--- START ---

PR #1113, opened 2025-10-15
[#1099] Add component test for containers

### LINKED ISSUE #1099: Cross-Language Verification Tests
## Goal

Ensure that the container `StaticVec` & `StaticString` can be used in an inter-process communication context (C++ <-> Rust) without serialization.

Therefore, we require tests that ensure
1. an identical memory layout of that classes
  * the order/offsets of the members must be identical
  * the size and alignment of the members
  * the semantic type of the members (see `int64_t` vs `u64` in the `size` member)
2. the have the same content contracts
  * see `StaticString` that supports only characters < 128, if one programming language is able to add illegal characters it would break the contract on the other side

### 1. Identifcal memory layout

This requires whitebox testing on C++ and Rust side. We could introduce a `testing.hpp` file in the C++ library and a new `iceoryx2-bb-container-conformance-tests` crate on the C++ side.

* Introduce C function that can and return the size, alignment, offset and type of the members and return it
  * for the type we actually need only to know if the `m_size` variable is an unsigned integer, the rest can be deduced from the size
* Use bindgen and build.rs to generate a rust file to access the `testing.hpp` functions within a rust test suite
* write integration tests in `iceoryx2-bb-container-conformance-tests` that uses the `testing.hpp` functions and compares the layout with the rust counterpart

### 2. Same content contract

Introduce a new root folder called `component-tests` and structure it identical to the `examples` folder.
* `component-tests/cxx`
* `component-tests/rust`
* `component-tests/e2e-tests`

Write a request response process, where the client requests a change in a given container and the server responds with the performed change. See: 
* rust: https://github.com/eclipse-iceoryx/iceoryx2/tree/main/examples/rust/request_response
* c++: https://github.com/eclipse-iceoryx/iceoryx2/tree/main/examples/cxx/request_response
For instance: client add character `x` to given string, server responds with string and clients prints the result to the console.

The output can be verified with `expect` like it is done in the cross-language-end-to-end-tests in the examples folder. The character to add request can be parameterized via cli arguments.

ComicSansMS:
## Notes for Reviewer
The component tests consist of a C++ and a Rust executable.
* When starting up, both executable wait for the other side to appear
* Once connected, the Rust side publishes the name of a test it wants to execute
* The C++ side then opens a Req/Resp server for that test
* The Rust side proceeds to send requests for individual test cases
* Both sides validate their assumptions for the individual test case and can fail if they detect a fault
* If either side fails, the other side will terminate with a failure as well

The test cases are naturally quite tightly coupled, so it is unlikely that you can make changes to one side without breaking the other. If people have ideas how to make this more robust, I'm all ears.

* [x] Assign PR to reviewer

## References

Closes #1099

### DIFF
--- a/component-tests/cxx/src/test_containers.cpp
+++ b/component-tests/cxx/src/test_containers.cpp
@@ -60,7 +60,7 @@ auto as_string_literal(const VectorTypeSequence value) noexcept -> const char* {
     }
 }
 
-std::ostream& operator<<(std::ostream& stream, VectorTypeSequence value) noexcept {
+auto operator<<(std::ostream& stream, VectorTypeSequence value) noexcept -> std::ostream& {
     stream << as_string_literal(value);
     return stream;
 }


ComicSansMS:
Switching the PR to ready for review to trigger CI. Bazel build and CI scripts are still missing at this point and should be added before merging.

component-tests/rust/src/test_container_mutation.rs
```diff
@@ -0,0 +1,157 @@
...
+// This program and the accompanying materials are made available under the
+// terms of the Apache Software License 2.0 which is available at
+// https://www.apache.org/licenses/LICENSE-2.0, or the MIT license
+// which is available at https://opensource.org/licenses/MIT.
+//
+// SPDX-License-Identifier: Apache-2.0 OR MIT
+
+use super::common::*;
+use iceoryx2::prelude::*;
+use std::fmt::Debug;
```
orecham:
```suggestion
use core::fmt::Debug;
```

component-tests/rust/src/test_containers.rs
```diff
@@ -0,0 +1,156 @@
...
+// terms of the Apache Software License 2.0 which is available at
+// https://www.apache.org/licenses/LICENSE-2.0, or the MIT license
+// which is available at https://opensource.org/licenses/MIT.
+//
+// SPDX-License-Identifier: Apache-2.0 OR MIT
+
+use super::common::*;
+use iceoryx2::prelude::*;
+use iceoryx2_bb_container::vector::StaticVec;
+use std::fmt::Debug;
```
orecham:
```suggestion
use core::fmt::Debug;
```

component-tests/rust/src/test_container_mutation.rs
ComicSansMS: Thanks. Out of curiosity, would the `std::` version actually break under a `no_std` build? It was my understanding that there is actually only one definition of the type which then gets aliased under both `core` and `std` crate names. Is that correct?

orecham: @ComicSansMS The compilation does fail even though it is the same type under the hood.

I have seen the compilation failures myself, but it is also mentioned here: https://rust-lang.github.io/rust-clippy/master/index.html#std_instead_of_core

> Crates which have no_std compatibility may wish to ensure types are imported from core to ensure disabling std does not cause the crate to fail to compile.

EDIT: Looking up the reasoning, it seems that since the `std` module does not exist in `no_std` builds, the compiler cannot find it to verify it is the same type.

Cargo.toml
```diff
@@ -47,7 +47,9 @@ members = [
     "benchmarks/request-response",
     "benchmarks/publish-subscribe",
     "benchmarks/event",
-    "benchmarks/queue"
+    "benchmarks/queue",
+
+    "component-tests/rust"
```
elBoberido: nitpicking: To prevent having this line shown as changed with the next crate to be added.
```suggestion
    "component-tests/rust",
```

Only if there are other findings. Else, this will most probably be merged before my conformance tests suite PR, which needs to be rebased due to the bazel changes anyway, and I can fix it there.

internal/scripts/ci_build_and_run_end_to_end_tests.sh
```diff
@@ -83,7 +84,7 @@ if [[ ${BUILD_END_TO_END_TESTS} == true ]]; then
         -DCMAKE_BUILD_TYPE=Debug \
         -DBUILD_CXX=ON \
         -DBUILD_EXAMPLES=ON \
-        -DBUILD_TESTING=OFF
+        -DBUILD_TESTING=ON
```
elBoberido, line 87: Okay, now I remember again why I added the separate cmake flag. I wanted to prevent to have to build the C++ unit tests just to run the end-to-end-tests. There are other CI jobs which take much longer to run and the C++ unit tests should build quite fast. Semantically, this is the better approach, though. Let's keep it.

component-tests/cxx/src/test_containers.cpp
```diff
@@ -0,0 +1,197 @@
...
+    bool all_fields_match;
+};
+
+// NOLINTNEXTLINE(cppcoreguidelines-avoid-magic-numbers,readability-magic-numbers)
+struct alignas(64) ContainerTestOverAligned {
+    int32_t i;
+};
+
+template <typename TestType, uint64_t TestCapacity>
+auto check_metrics_for_vector(ContainerTestRequest const& req) -> bool {
```
elBoberido, line 94: Shouldn't there be a `check_metrics_for_string`?

component-tests/rust/src/main.rs
```diff
@@ -0,0 +1,63 @@
...
+// information regarding copyright ownership.
+//
+// This program and the accompanying materials are made available under the
+// terms of the Apache Software License 2.0 which is available at
+// https://www.apache.org/licenses/LICENSE-2.0, or the MIT license
+// which is available at https://opensource.org/licenses/MIT.
+//
+// SPDX-License-Identifier: Apache-2.0 OR MIT
+
+mod common;
```
elBoberido, line 17:
```suggestion
// SPDX-License-Identifier: Apache-2.0 OR MIT

#![warn(clippy::alloc_instead_of_core)]
#![warn(clippy::std_instead_of_alloc)]
#![warn(clippy::std_instead_of_core)]

mod common;
```

We also need to run these tests on the target platform, which might not support `std`. While these tests do not need to be `no_std` right away, we should try to use the `core` and `alloc` crates if the type is re-exported from there.

You just need to replace `std::fmt` with `core::fmt`.

component-tests/cxx/src/test_containers.cpp
```diff
@@ -0,0 +1,197 @@
...
+
+// NOLINTBEGIN(readability-identifier-naming)
+// NOLINTNEXTLINE(performance-enum-size)
+enum class VectorTypeSequence : int32_t {
+    VecI32_10 = 1,
+    VecI64_20 = 2,
+    VecOverAligned_5 = 3,
+    VecVec8_10 = 4,
+    EndOfTest = -1,
+};
```
elBoberido, line 43: In iceoryx classic we had the convention to use a `asStringLiteral` to function to easily convert this to a string for std::cout and our logger implementation. With our naming convention, this would be
```cpp
auto as_string_literal(const VectorTypeSequence value) noexcept -> const char* {
    switch (value)
    {
    case VectorTypeSequence::VecI32_10:
        return "VectorTypeSequence::VecI32_10";
    case VectorTypeSequence::VecI64_20:
        return "VectorTypeSequence::VecI64_20";
    case VectorTypeSequence::VecOverAligned_5:
        return "VectorTypeSequence::VecOverAligned_5";
    case VectorTypeSequence::VecVec8_10:
        return "VectorTypeSequence::VecVec8_10";
    case VectorTypeSequence::EndOfTest:
        return "VectorTypeSequence::EndOfTest";
    default:
        return "[Undefined VectorTypeSequence]";  
    }
}

std::ostream& operator<<(std::ostream& stream, VectorTypeSequence value) noexcept
{
    stream << as_string_literal(value);
    return stream;
}
```

This would make the output of these values more human friendly.

component-tests/cxx/src/test_containers.cpp
```diff
@@ -0,0 +1,197 @@
...
+// NOLINTEND(readability-identifier-naming)
+
+struct ContainerTestResponse {
+    // IOX2_TYPE_NAME is equivalent to the payload type name used on the Rust side
+    static constexpr const char* IOX2_TYPE_NAME = "ContainerTestResponse";
+    int32_t vector_type_sequence;
```
elBoberido: This could then become
```suggestion
    VectorTypeSequence vector_type_sequence;
```

component-tests/cxx/src/test_containers.cpp
```diff
@@ -0,0 +1,197 @@
...
+    auto test_name() const -> char const* override {
+        return "containers";
+    }
+    auto run_test(iox2::Node<iox2::ServiceType::Ipc> const& node) -> bool override;
+};
+
+struct ContainerTestRequest {
+    // IOX2_TYPE_NAME is equivalent to the payload type name used on the Rust side
+    static constexpr const char* IOX2_TYPE_NAME = "ContainerTestRequest";
+    int32_t vector_type_sequence;
```
elBoberido: This could then become
```suggestion
    VectorTypeSequence vector_type_sequence;
```

Which would then also make the casts to `int` further down obsolete.

elBoberido (commented):
Mostly minor things, except maybe a missing `check_metrics_for_string`. Not sure what was discussed with @elfenpiff but should be easy to add.

elBoberido (approved):
Looks good. Let's merge this and have the `check_metrics_for_string` in a follow up PR. There are currently multiple PRs open which touch `Cargo.Bazel.lock` and when this one is merged, we can prepare the next one with  `Cargo.Bazel.lock` changes

component-tests/cxx/src/test_containers.cpp
ComicSansMS: Covered by [#1143](https://github.com/eclipse-iceoryx/iceoryx2/pull/1143)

--- END ---

» **The task**
Quote the listing above from its first line to the line with "rust test suite", inclusive, and add nothing.

» **Written response**
PR #1113, opened 2025-10-15
[#1099] Add component test for containers

### LINKED ISSUE #1099: Cross-Language Verification Tests
## Goal

Ensure that the container `StaticVec` & `StaticString` can be used in an inter-process communication context (C++ <-> Rust) without serialization.

Therefore, we require tests that ensure
1. an identical memory layout of that classes
  * the order/offsets of the members must be identical
  * the size and alignment of the members
  * the semantic type of the members (see `int64_t` vs `u64` in the `size` member)
2. the have the same content contracts
  * see `StaticString` that supports only characters < 128, if one programming language is able to add illegal characters it would break the contract on the other side

### 1. Identifcal memory layout

This requires whitebox testing on C++ and Rust side. We could introduce a `testing.hpp` file in the C++ library and a new `iceoryx2-bb-container-conformance-tests` crate on the C++ side.

* Introduce C function that can and return the size, alignment, offset and type of the members and return it
  * for the type we actually need only to know if the `m_size` variable is an unsigned integer, the rest can be deduced from the size
* Use bindgen and build.rs to generate a rust file to access the `testing.hpp` functions within a rust test suite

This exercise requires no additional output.